__PROBLEM TO SOLVE__
Using the entries that follow, collect the lines where the word "FIXME" appears.

Start of DATA RECORDS

PR #91, opened 2016-07-26
Security improvements using secured objects

skrchnavy:
As proposed in this topic in forum: https://groups.google.com/forum/#!topic/opencats-dev/MgZPtihEJ_M this is implementation of improved access level check based on secured objects.

It is backward compatible, so when no permissions defined per object, access level of defined user is used.
Changes made:
- changed implementation of Session::getAccessLevel
  - _Open question: shall we treat default access level for user to be maximum access level?_
- checks of access level in modules moved to handle request
- some public modules functions made private (not used out of class)
- menu (tabs/subtabs) access level checks also for secured object name (documented in function).

What is not finished / needs further development
- access level check not added into all places (only where it was used)
- secured object names corrections, simplification
- reading permissions / access levels (ACL) from a configuration file
- tabs/subtabs to be displayed based on permissions also for read only access
- automatic tests for different configuration of permissions


RussH:
Hi Sveto, could you add in some unit tests to travis to check that this functionality works?

skrchnavy:
We will try to add some tests, I understand it is quite big change, so first goal is to prepare environment for the functionality and keep the system working as before.
The most risky is module settings (administration) where were used realAccessLevel instead of accessLevel. Other modules are currently 1:1 mapping.

ajax/getPipelineJobOrder.php
```diff
@@ -276,7 +276,7 @@ function printSortLink($field, $delimiter = "'", $changeDirection = true)
             <td valign="top"><?php echo($pipelinesData['lastActivity']); ?></td>
 <?php if (!$isPopup): ?>
             <td align="center" nowrap="nowrap">
-                <?php if ($_SESSION['CATS']->getAccessLevel() >= ACCESS_LEVEL_EDIT && !$_SESSION['CATS']->hasUserCategory('sourcer')): ?>
+                <?php if ($_SESSION['CATS']->getAccessLevel('pipelines.screening') >= ACCESS_LEVEL_EDIT && !$_SESSION['CATS']->hasUserCategory('sourcer')): ?>
```
mlespiau: `'pipelines.screening'` is a magic string here. This is no good for maintenance, all `$securedObjectName` should be tracked as constants, something like: 

`
class SecuredObjects {
    const PIPELINES_SCREENING = 'pipelines.screening';
}
`
This comment applies to all magic strings being passed to `getAccessLevel` method.

lib/ACL.php
```diff
@@ -0,0 +1,44 @@
+<?php
+
+/*
+ * OpenCATS
+ * ACL Library
+ * author:
```
mlespiau: This comments seems rather incomplete. I guess we should standardise on what do we want to place at the top of new PHP class files. @RussH?

lib/JobOrders.php
```diff
@@ -1257,7 +1257,7 @@ public function __construct($instanceName, $siteID, $parameters, $misc)
     public function getSQL($selectSQL, $joinSQL, $whereSQL, $havingSQL, $orderSQL, $limitSQL, $distinct = '')
     {
         // FIXME: Factor out Session dependency.
-        if ($_SESSION['CATS']->isLoggedIn() && $_SESSION['CATS']->getAccessLevel() < ACCESS_LEVEL_MULTI_SA)
+        if ($_SESSION['CATS']->isLoggedIn() && $_SESSION['CATS']->getAccessLevel('') < ACCESS_LEVEL_MULTI_SA)
```
mlespiau: `getAccessLevel('')` it's not possible to understand what's the effect of calling getAccessLevel with an empty string. The only way I could figure out is by reading the implementation. 

I think this API can be improved. What's the intention here?

lib/Session.php
```diff
@@ -396,8 +398,37 @@ public function isDateDMY()
     }
 
     // FIXME: Document me!
-    public function getAccessLevel()
+    public function getAccessLevel($securedObjectName)
     {
+        $ACL = ACL::getInstance();
+        $permissions = $ACL->permissions;
```
mlespiau: Encapsulation for ACL instance is broken.
$permissions array should not be publicly exposed. See below a few suggestions to improve it.

lib/Session.php
```diff
@@ -396,8 +398,37 @@ public function isDateDMY()
...
+
+        if(empty($permissions) || isset($permissions) == false || isset($securedObjectName) == false)
```
mlespiau: The use of `isset($permissions) == false` and `isset($securedObjectName) == false` in this code are conceptually wrong:

- the `$permissions` variable is defined a few lines above so this is always going to be "set"
- the `$securedObjectName` variable is a parameter to this method so this is always going to be "set".

The `empty($permissions)` should be encapsulated inside a new method in the ACL class. 
There is a missing whitespace between the if and parethensis.

The resulting if could be:
`if ($ACL->isEmpty())`

And in the $ACL class could have the following method:
`
public function isEmpty()
{
    return empty($this->permissions);
}
`

lib/ACL.php
RussH: the intention was always that any new files (or significantly altered
original files) would be completely open-source. The existing files are CPL
- a modified version of the Mozilla Public License. Therefore it would be
simplest to keep new files as MPL;
https://www.mozilla.org/en-US/MPL/headers/

/* This Source Code Form is subject to the terms of the Mozilla Public
 * License, v. 2.0. If a copy of the MPL was not distributed with this
 * file, You can obtain one at http://mozilla.org/MPL/2.0/. */

OR

# This Source Code Form is subject to the terms of the Mozilla Public
# License, v. 2.0. If a copy of the MPL was not distributed with this
# file, You can obtain one at http://mozilla.org/MPL/2.0/.

OR




With 'original' or 'significantly original'  files using;

* The Original Code is "CATS Standard Edition".
*
* The Initial Developer of the Original Code is Cognizo Technologies, Inc.
* Portions created by the Initial Developer are Copyright (C) 2005 - 2007
* (or from the year in which this file was created to the year 2007) by
* Cognizo Technologies, Inc. All Rights Reserved.

- I'll update the License statement in the root with some words to the
effect that


This application is covered by two licenses.
1) Mozilla Public License 2.0 for all new and significantly altered code.
2) The Original Code is "CATS Public License Version 1.1a"  (a modified
Mozilla Public License)



----
Russ

lib/Session.php
```diff
@@ -396,8 +398,37 @@ public function isDateDMY()
...
+        {
+            return $this->_accessLevel;
+        }
+
+        $userCategory = $this->getUserCategories()[0];
+        if( isset($userCategory) == false)
+        {
```
mlespiau: Encapsulation is broken as `getAccessLevel` needs to know the internals about `getUserCategories`.  
Also makes the code less readable. 

What's the intention here? 

Looks like this code is always using the first category no matter how many are there. 

instead of `
$userCategory = $this->getUserCategories()[0];
if( isset($userCategory) == false)`

The could could be `
$userCategory = $this->getFirstUserCategory();
if(!$userCategory)
`

lib/Session.php
```diff
@@ -396,8 +398,37 @@ public function isDateDMY()
...
+            return $this->_accessLevel;
+        }
+
+        if(isset($permissions[$userCategory][$securedObjectName]))
+        {
+            return $permissions[$userCategory][$securedObjectName];
+        }
```
mlespiau: To me, these checks should be responsibility of the ACL class. It should have a method like: getAccessFor($userCategory, $securedObjectName)`

lib/Session.php
```diff
@@ -396,8 +398,37 @@ public function isDateDMY()
...
+        else
+        {
+            while(($pos = strrpos($securedObjectName, ".")) !== false)
+            {
+                $securedObjectName = substr($securedObjectName, 0, $pos);
+                if(isset($permissions[$userCategory][$securedObjectName]))
+                {
+                    return $permissions[$userCategory][$securedObjectName];
+                }
+            }
```
mlespiau: Same here.

lib/Template.php
```diff
@@ -127,6 +127,14 @@ public function display($template)
 
         echo($html);
     }
+
+    /**
+     *  TODO: Document me.
+     */
```
mlespiau: Pending TODO

lib/TemplateUtility.php
```diff
@@ -705,7 +716,14 @@ public static function printTabs($active, $subActive = '', $forceHighlight = '')
...
                         $al = substr($link, $alPosition + 4);
-                        if ($_SESSION['CATS']->getAccessLevel() >= $al ||
+                        $soPosition = strpos($al, "@");
+                        $soName = '';
+                        if( $soPosition !== false )
+                        {
+                            $soName = substr($al, $soPosition + 1);
+                            $al = substr($al, 0, $soPosition);
+                        }
+                        if ($_SESSION['CATS']->getAccessLevel($soName) >= $al ||
```
mlespiau: Duplicated code.

mlespiau:
Hi @skrchnavy, it's a great change the one that you're doing here. I've started the review but could not complete it yet. 

Nevertheless, I have a question, it seems that you are somehow allowing previous and new implementation to co-exist. I think the code to handle it that way is far more complex than just moving to the new implementation and setting up the permissions in the new ACL way. I would prefer that approach, what are your thoughts?

lib/JobOrders.php
skrchnavy: empty secured object means root object. It is intended also to comment regarding magic constants, this shall be replaced properly.

lib/Session.php
skrchnavy: Then it will be needed also to send access level of user to ACL or to make some checks if ACL is not configured to return access level of user. This is necessary for backward compatibility.

ajax/getPipelineJobOrder.php
skrchnavy: The goal is to define secured objects names using convention <module>.<action>. Each module shall define own set of securedObjectNames. Inside module it is quite clear and easy to maintain. Unfortunately these ajax sources are implemented out of modules.

lib/ACL.php
skrchnavy: I agree to have common header for new code. Not all sources have the header.

skrchnavy:
The main goal of this pull request is to prepare environment for further improvements of security. For now is to add names of secured objects without change of current functionality and without schema change.

In next, we want to maintain better security for different roles in recruitment process
* recruiter is responsible for candidates
* hiring manager(s) are responsible for job orders and selection of proper candidates (in pipeline for job order)
* HR department to see candidates and job orders and to be able to manage candidates when recruiter not present.

Also there shall be added possibility to disable read only access to some tabs/subtabs.
And also some roles can have access only to objects they owns (this is in analysis phase how to achieve this).

lib/TemplateUtility.php
skrchnavy: not clear why do you think it is duplicate

mlespiau:
The feature you're building seems great but I would like to make sure we can keep improving the code base maintainability. Would you like to do a short call to discuss your changes? 
Also it would be great to have some documentation about this planned feature. 

I'm happy to support and provide in-depth reviews for this code.

skrchnavy:
We will make updates in code to address some of your comments to reduce the list of questions and then we can make a call. 
I am not php developer so if you have ideas of improvements, please make changes directly in the code or in new branch from this branch.
I could extract some problematic code from this branch to new branch and to add there some further changes we plan.
I would like to finalise this branch to be able to use the approach in other features we are working on to avoid big fork from main code.

RussH:
@mlespiau I'll rely on you to review and merge this pull when you're happy!

skrchnavy:
regarding brief doc, I also started few days ago topic at dev forum: 
https://groups.google.com/forum/#!topic/opencats-dev/MgZPtihEJ_M

lib/JobOrders.php
skrchnavy: comment addressed in commit 4c48ff3c0068952eda5dd26beae645be611da1cb

lib/Session.php
skrchnavy: this comment addressed in commit 20e0d83688289e791fa55bdc1edb9e9f2e23876b

lib/Session.php
skrchnavy: this comment addressed in commit 1f441e88f1e4b36ec8f676bb39e8ff6351d33c13

lib/Session.php
skrchnavy: this comment addressed in comment 20e0d83688289e791fa55bdc1edb9e9f2e23876b

lib/Session.php
skrchnavy: this comment addressed in commit 20e0d83688289e791fa55bdc1edb9e9f2e23876b

lib/Template.php
skrchnavy: comment addressed in commit 9d6845a06d5c75a7d5dd0ee66fe052fc56994e62

RussH:
Hi both, did you agree that this change is good, or still subject to review?

skrchnavy:
Hi @RussH , for now it is still under development, we are working on tests in master branch and when tests there and in this branch pass we can merge it.

mlespiau:
Hi @skrchnavy, @amaisonneuve and @RussH. 

I would like to setup a meeting/video conference to discuss this code and it's implementation. I love the fact that @skrchnavy is working hard on this functionality but I'm concerned in proceeding with merging this code to the trunk. I guess in a meeting we could reach out to a good acceptance criteria that might yield better results:
* lack of previous tests before all the changes (super hard to detect if something broke)
* there are some maintainability issues in the code (lack of encapsulation, abuse of conditionals, repeated code, repeated strings that are not defined as constants and non unit-testable code)
* lack of unit tests
* Spec is lacking important aspect of access management that would soon need to be covered and might lead to hackish solution based on current implementation (for example, permissions over a specific instance or record, such as you can edit all users except for admin, or a user can't edit other users but he can edit himself, etc.)
* a lot of code it's being written and will have to be maintained, but the code it's not specific to OpenCATS but generic Access control management that we could reuse from open source (such as Symfony)

Is there any chance we could discuss this altogether? Should I ignore all my concerns and just comment on the code specifics?

skrchnavy:
Hi @mlespiau.

We have tests done for current codebase to check existing access levels (https://github.com/AnritsuSolutionsSK/OpenCATS/tree/access_level_tests). This branch is based on branch waiting as PR #100. That branch passed on travis, see https://travis-ci.org/AnritsuSolutionsSK/OpenCATS/branches

then there is this PR with reimplementation of accesslevel checks and we have additional branch with tests for this PR in branch https://github.com/AnritsuSolutionsSK/OpenCATS/tree/security_improvements_tests (currently unfortunately failing o travis)

skrchnavy:
I created PR for access level test (#125) to provide better overview of next steps

skrchnavy:
Regarding of your concern to constants, we discussed with @Kixy25 if constants are useful her but decided that strings are more explaining currently.
for example access level for protection of adding candidates is written in form: `candidates.add`, that mens module `candidates` and action `add`. 
so it means whom to display url `index.php?m=candidates&a=add' and to protect calls to CandidatesUI.handle in switch `"add"` ( current code reference https://github.com/opencats/OpenCATS/blob/master/modules/candidates/CandidatesUI.php#L91 https://github.com/opencats/OpenCATS/blob/master/modules/candidates/Add.tpl#L43 ...)
 Using any constant could be less readable.

Due to better readability were checks from private methods in particular UI files moved to handle method next to action _constant_.
https://github.com/opencats/OpenCATS/pull/91/files#diff-7cc47e2ebae9ea85b8d9be1912011d73R96 vs. https://github.com/opencats/OpenCATS/pull/91/files#diff-7cc47e2ebae9ea85b8d9be1912011d73L914 and https://github.com/opencats/OpenCATS/pull/91/files#diff-7cc47e2ebae9ea85b8d9be1912011d73L941.

skrchnavy:
I checked Symphony and support for requested functionality. In ACL sections they advised for simpler use case (as is ours) to use [Voters](http://symfony.com/doc/current/security/voters.html).
I checked usage and we can later change easily this private ACL to voters replacing 
```php
                if ($this->getUserAccessLevel('settings.addUser') < ACCESS_LEVEL_DEMO)
                {
                    ....
                }
```
with (or similar)
```php
$this->denyAccessUnlessGranted('addUser', $user);
```
and to implement proper voter in the module.

mlespiau:
Hi @skrchnavy can you please resolve the conflicts? I'll do a final review and let's get this merged!

mlespiau:
approved and merged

End of DATA RECORDS

__FINAL ANSWER__
         // FIXME: Factor out Session dependency.
     // FIXME: Document me!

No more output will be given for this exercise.